* Exercise requirements *
All lines in the records that carry the string "components" are to be shown.

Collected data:
===============

PR #240, opened 2021-11-29
PT-1353 | Add is orderable to school checkbox

Sartonon:
## Description :sparkles:

- Add is orderable checkbox

### Closes :no_good_woman:
**[PT-1353](https://helsinkisolutionoffice.atlassian.net/browse/PT-1353):** 

## Screenshots :camera_flash:

Screenshot 2021-11-29 at 20 05 36

### DIFF
--- a/src/domain/event/eventForm/OrderableEventCheckboxField.tsx
+++ b/src/domain/event/eventForm/OrderableEventCheckboxField.tsx
@@ -4,24 +4,21 @@ import * as React from 'react';
 
 import CheckboxField from '../../../common/components/form/fields/CheckboxField';
 
-// This is its own component because how Formik recommends to handle situations
-// where form value is based on other form value.
-// see: https://github.com/formium/formik/issues/2204#issuecomment-574207100
-const VirtualEventCheckboxField = ({
+const OrderableEventCheckboxField = ({
   form,
   ...props
 }: FieldProps & CheckboxProps) => {
   const { setFieldValue } = form;
 
   const handleOnChange = (e: React.ChangeEvent<HTMLInputElement>) => {
-    setFieldValue('isVirtual', e.target.checked);
+    setFieldValue('isBookable', e.target.checked);
     if (e.target.checked) {
       setFieldValue('location', '');
-      setFieldValue('isBookable', false);
+      setFieldValue('isVirtual', false);
     }
   };
 
   return <CheckboxField {...props} form={form} onChange={handleOnChange} />;
 };
 
-export default VirtualEventCheckboxField;
+export default OrderableEventCheckboxField;
--- a/src/domain/occurrence/CreateOccurrencePage.tsx
+++ b/src/domain/occurrence/CreateOccurrencePage.tsx
@@ -38,7 +38,10 @@ import Container from '../app/layout/Container';
 import PageWrapper from '../app/layout/PageWrapper';
 import { ROUTES } from '../app/routes/constants';
 import ErrorPage from '../errorPage/ErrorPage';
-import { VIRTUAL_EVENT_LOCATION_ID } from '../event/constants';
+import {
+  BOOKABLE_TO_SCHOOL_LOCATION_ID,
+  VIRTUAL_EVENT_LOCATION_ID,
+} from '../event/constants';
 import {
   EDIT_EVENT_QUERY_PARAMS,
   NAVIGATED_FROM,
@@ -122,6 +125,9 @@ const CreateOccurrencePage: React.FC = () => {
 
         const venueData = data?.venue;
         const isVirtualEvent = event.location?.id === VIRTUAL_EVENT_LOCATION_ID;
+        const isBookable =
+          event.location?.id === BOOKABLE_TO_SCHOOL_LOCATION_ID;
+        const isLocationEditable = isVirtualEvent || isBookable;
         const eventName = omit(event.name, '__typename');
         const eventLangs = Object.entries(eventName).reduce<string[]>(
           (prev, [lang, value]) => (value ? [...prev, lang] : prev),
@@ -158,8 +164,9 @@ const CreateOccurrencePage: React.FC = () => {
             ? new Date(event.pEvent.enrolmentStart)
             : null,
           isVirtual: isVirtualEvent,
+          isBookable,
           neededOccurrences: event.pEvent.neededOccurrences || '1',
-          location: isVirtualEvent ? '' : event.location?.id || '',
+          location: isLocationEditable ? '' : event.location?.id || '',
           hasAreaForGroupWork: venueData?.hasAreaForGroupWork ?? false,
           hasClothingStorage: venueData?.hasClothingStorage ?? false,
           hasIndoorPlayingArea: venueData?.hasIndoorPlayingArea ?? false,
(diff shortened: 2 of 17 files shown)


src/domain/event/eventForm/OrderableEventCheckboxField.tsx
```diff
@@ -0,0 +1,27 @@
+import { FieldProps } from 'formik';
+import { CheckboxProps } from 'hds-react';
+import * as React from 'react';
+
+import CheckboxField from '../../../common/components/form/fields/CheckboxField';
+
+// This is its own component because how Formik recommends to handle situations
+// where form value is based on other form value.
+// see: https://github.com/formium/formik/issues/2204#issuecomment-574207100
```
Jokinen, line 9: Is this field based on other form values? I can tell it has side effects which affect other form values.

src/domain/event/eventForm/OrderableEventCheckboxField.tsx
```diff
@@ -0,0 +1,27 @@
...
+}: FieldProps & CheckboxProps) => {
+  const { value: isOrderable } = props.field;
+  const { setFieldValue } = form;
+
+  React.useEffect(() => {
+    if (isOrderable) {
+      setFieldValue('location', '');
+      setFieldValue('isVirtual', false);
+    }
+  }, [isOrderable, setFieldValue]);
```
Jokinen, line 22: Wondering about this--why not override the `onChange` handler? Pseudo:

```tsx
(e) => {
  const value = e.target.value;

  if (value) {
    setFieldValue('location', '');
    setFieldValue('isVirtual', false);
  }

  setFieldValue(e.target.name, value);
}
```

Seems like the usage of `useEffect` could result in situations where this component ends up syncing state when `isOrderable` is controlled in some other component. That seems like something that could make the logic of the form harder to understand when debugging.

src/domain/occurrence/__tests__/CreateOccurrencePage.test.tsx
```diff
@@ -5,6 +5,7 @@ import * as React from 'react';
 import Modal from 'react-modal';
 import { toast } from 'react-toastify';
 
+import { createEmptyLocalizedObject } from '../../../constants';
```
Jokinen, line 8: Unused import.

src/domain/occurrence/utils.ts
```diff
@@ -26,17 +29,23 @@ export const getOccurrencePayload = ({
...
     startTime: values.startTime,
     endTime: values.endTime,
     languages: values.languages.map((lang) => ({ id: lang as Language })),
     pEventId,
-    placeId: isVirtual ? VIRTUAL_EVENT_LOCATION_ID : values.occurrenceLocation,
+    placeId: isVirtual
+      ? VIRTUAL_EVENT_LOCATION_ID
+      : isOrderable
+      ? ORDER_TO_SCROOL_LOCATION_ID
+      : values.occurrenceLocation,
```
Jokinen, line 48: I don't mind this pattern, but people often point out that it's hard to read.

Jokinen (commented):
Wasn't able to test yet because I haven't got permissions to access the admin, but I requested them. Otherwise looks good, minor code comments.

src/domain/event/eventForm/OrderableEventCheckboxField.tsx
Sartonon: Hmm I think it is not based on other form values but rather automatically changed to different value based on other values

Sartonon: But that is actually handled VirtualEventCheckboxField. Should be maybe moved into this component

src/domain/event/eventForm/OrderableEventCheckboxField.tsx
Sartonon: I'm afraid that this is done with useEffect because your example breaks Formiks internal validation logic.

Sartonon: I have had problems with validation going out of sync when trying to set multiple field values inside one event handler

Sartonon: I think I tried that also when I tried to solve this problem. But not necessarily in separate component like this one...

Jokinen: Good to know 👍

Jokinen (approved):
Tested the UI now and it seemed to be working 👍

No must fix comments on my end so this is good to me.

src/domain/occurrence/CreateOccurrencePage.tsx
```diff
@@ -38,7 +38,10 @@ import Container from '../app/layout/Container';
 import PageWrapper from '../app/layout/PageWrapper';
 import { ROUTES } from '../app/routes/constants';
 import ErrorPage from '../errorPage/ErrorPage';
-import { VIRTUAL_EVENT_LOCATION_ID } from '../event/constants';
+import {
+  ORDER_TO_SCROOL_LOCATION_ID,
```
nikomakela, line 42: typo

src/domain/event/eventForm/VirtualEventCheckboxField.tsx
```diff
@@ -11,16 +11,17 @@ const VirtualEventCheckboxField = ({
...
-  const { value: isVirtual } = props.field;
   const { setFieldValue } = form;
 
-  React.useEffect(() => {
-    if (isVirtual) {
+  const handleOnChange = (e: React.ChangeEvent<HTMLInputElement>) => {
+    setFieldValue('isVirtual', e.target.checked);
+    if (e.target.checked) {
       setFieldValue('location', '');
+      setFieldValue('isOrderable', false);
```
nikomakela, line 20: Would bookable be a better term? I first thought this PR was something about reordering the checkboxes :)

src/domain/occurrence/locationFormPart/LocationFormPart.tsx
```diff
@@ -43,19 +44,28 @@ const LocationFormPart: React.FC<{ selectedLanguages: Language[] }> = ({
...
-            />
+            <div className={styles.locationCheckboxes}>
+              <Field
+                label={t('eventForm.location.labelEventIsHeldVirtual')}
+                name="isVirtual"
+                disabled={isOrderable}
+                component={VirtualEventCheckboxField}
+              />
+              <Field
+                label="Tapahtuma on tilattavissa päiväkotiin tai kouluun"
```
nikomakela, line 55: Needs translations

nikomakela (changes requested):
Would change a variable name, fix a typo and add translations

src/domain/event/eventForm/VirtualEventCheckboxField.tsx
Sartonon: I agree

src/domain/occurrence/locationFormPart/LocationFormPart.tsx
Sartonon: Ticket said that we aren't even sure if this is the correct label we are going to use so I didn't get translation for it yet

nikomakela (approved):
There are still some misleading "orderable" terms in tests and component name, but it's approvable

nikomakela (approved):
still looks good to me :)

===============

* Response area *
 import CheckboxField from '../../../common/components/form/fields/CheckboxField';
+import CheckboxField from '../../../common/components/form/fields/CheckboxField';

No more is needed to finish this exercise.